I just read a very informative article about drowning by Mario Vittone. Drowning is not the violent, splashing call for help that most people expect. Drowning is almost always a deceptively quiet event. The waving, splashing and yelling that dramatic conditioning (television) prepares us to look for is rarely seen in real life.

The same is often true of grief.

If you have family or friends who have lost a loved one (all of us) try to remember that grief, like drowning, can be deceptively quiet. We must be mindful of this disconnect between what we believe deep grief will look like and how it often presents. Deriving from deliberate courage, of innate survival instincts, those who live with grief often appear “okay”. They are going to work, showing up for family functions, honoring their obligations, nodding appropriately…they are dressed and going through the motions of life. They look like they are floating (if not swimming) yet on the inside they feel they are drowning, unable to flail their arms or ask for help.

Sometimes the most common indication that someone is drowning is that they don’t look as if they’re drowning. They may just look as if they are treading water and looking up at the deck. One way to be sure? Ask them, “Are you alright?” .

It takes herculean effort to stay afloat during the rough waters of grief. There is no rescuing someone from their grief but we can offer support to help them stay afloat.

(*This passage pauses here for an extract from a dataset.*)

PR #391, opened 2020-01-23
Batchedtree

sbird:
This commit keeps around the suns array in the force tree node and uses it for leaf tree walks. In principle this should make the tree walking faster because all leaf particle accesses are linear, and the tree build faster because memcpy is no longer needed at every step. It also makes debugging easier (because now one can see the tree structure at all times) and removes a common source of bugs.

  • Compassion, connection and care are ways to support those who are living with grief.
  • Ask about their grief: Tell me what your days are like. Have you been sleeping? What is most difficult? Can I bring you a meal? Would you like to go for a walk? A movie? Can I bring you groceries? What would be most comforting to you?
  • Remember and talk about the person they are mourning.
  • Take them a plant, a picture of times shared, a book or a meal.
  • Send cards, emails, texts.
  • Stay connected.

If you are the one living with grief and feel you might be drowning have the tenacity and courage to proactively seek help. Be it friends, family, co workers, your doctor or clergy, get help. Do not wait. Do not wait to see if someone will notice that you are drowning. Tell them. Have the courage to let people in. To ask people to swim alongside of you. To let people know what you need. Find your life vest through therapy, support groups, online groups, your clergy.

Learning to tread water is as important in grief as it is in swimming:

  • Rest
  • Drink plenty of water
  • Move your body
  • Use the buddy system
  • Consider what a life vest might look like for you in grief (therapy, a support group, exercise, a book discussion, gardening, journaling, daily meditations, music, art, taking a class, going to lectures, speaking to clergy…).

Do not wait until you feel yourself being pulled under. Proactively care for yourself and get the support you need to stay afloat, to learn to tread the unpredictable and often rough waters of grief.